Requirement => The listing is to be duplicated in full, exactly as written.

Data for review =>
PR #16106, opened 2023-10-05
Fix the color of marks

zadjii-msft:
Guess what _doesn't_ have the same layout as a bitmap? A `til::color`.

Noticed in 1.19.

Regressed in #16006


src/cascadia/TerminalControl/TermControl.cpp
```diff
@@ -355,13 +355,14 @@ namespace winrt::Microsoft::Terminal::Control::implementation
...
-            const auto drawPip = [&](uint8_t* beg, til::color color) [[msvc::forceinline]] {
+            const auto drawPip = [&](uint8_t* beg, COLORREF color) [[msvc::forceinline]] {
                 const auto end = beg + pipHeight * stride;
                 for (; beg < end; beg += stride)
                 {
-                    // Coincidentally a til::color has the same RGBA format as the bitmap.
+                    // a til::color does NOT have the same RGBA format as the bitmap.
 #pragma warning(suppress : 26490) // Don't use reinterpret_cast (type.1).
-                    std::fill_n(reinterpret_cast<til::color*>(beg), pipWidth, color);
+                    const DWORD c = 0xff << 24 | GetRValue(color) << 16 | GetGValue(color) << 8 | GetBValue(color);
```
DHowett, line 364: if you're going to shuffle the bits around manually, why change it to `COLORREF` at all? Just use `til::color::r`, `til::color::g`, etc.

DHowett (changes requested):

src/cascadia/TerminalControl/TermControl.cpp
lhecker: Sorry for the testing-fuckup. I concur with Dustin. The `beg` pointer is already a `uint8_t*` so we can just:
```cpp
*beg++ = color.r;
*beg++ = color.g;
*beg++ = color.b;
*beg++ = color.a;
```
(Or the other way around?)

src/cascadia/TerminalControl/TermControl.cpp
```diff
@@ -372,7 +373,7 @@ namespace winrt::Microsoft::Terminal::Control::implementation
                 for (const auto& m : marks)
                 {
                     const auto row = m.Start.Y;
-                    const til::color color{ m.Color.Color };
+                    const COLORREF color{ til::color{ m.Color.Color } };
```
DHowett, line 376: We are still converting it to a COLORREF just to convert it back in the call to drawPip. Is that intentional?

DHowett (changes requested):

lhecker (approved):

DHowett (approved):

Reply to the task =>
PR #16106, opened 2023-10-05
Fix the color of marks

zadjii-msft:
Guess what _doesn't_ have the same layout as a bitmap? A `til::color`.

Noticed in 1.19.

Regressed in #16006


src/cascadia/TerminalControl/TermControl.cpp
```diff
@@ -355,13 +355,14 @@ namespace winrt::Microsoft::Terminal::Control::implementation
...
-            const auto drawPip = [&](uint8_t* beg, til::color color) [[msvc::forceinline]] {
+            const auto drawPip = [&](uint8_t* beg, COLORREF color) [[msvc::forceinline]] {
                 const auto end = beg + pipHeight * stride;
                 for (; beg < end; beg += stride)
                 {
-                    // Coincidentally a til::color has the same RGBA format as the bitmap.
+                    // a til::color does NOT have the same RGBA format as the bitmap.
 #pragma warning(suppress : 26490) // Don't use reinterpret_cast (type.1).
-                    std::fill_n(reinterpret_cast<til::color*>(beg), pipWidth, color);
+                    const DWORD c = 0xff << 24 | GetRValue(color) << 16 | GetGValue(color) << 8 | GetBValue(color);
```
DHowett, line 364: if you're going to shuffle the bits around manually, why change it to `COLORREF` at all? Just use `til::color::r`, `til::color::g`, etc.

DHowett (changes requested):

src/cascadia/TerminalControl/TermControl.cpp
lhecker: Sorry for the testing-fuckup. I concur with Dustin. The `beg` pointer is already a `uint8_t*` so we can just:
```cpp
*beg++ = color.r;
*beg++ = color.g;
*beg++ = color.b;
*beg++ = color.a;
```
(Or the other way around?)

src/cascadia/TerminalControl/TermControl.cpp
```diff
@@ -372,7 +373,7 @@ namespace winrt::Microsoft::Terminal::Control::implementation
                 for (const auto& m : marks)
                 {
                     const auto row = m.Start.Y;
-                    const til::color color{ m.Color.Color };
+                    const COLORREF color{ til::color{ m.Color.Color } };
```
DHowett, line 376: We are still converting it to a COLORREF just to convert it back in the call to drawPip. Is that intentional?

DHowett (changes requested):

lhecker (approved):

DHowett (approved):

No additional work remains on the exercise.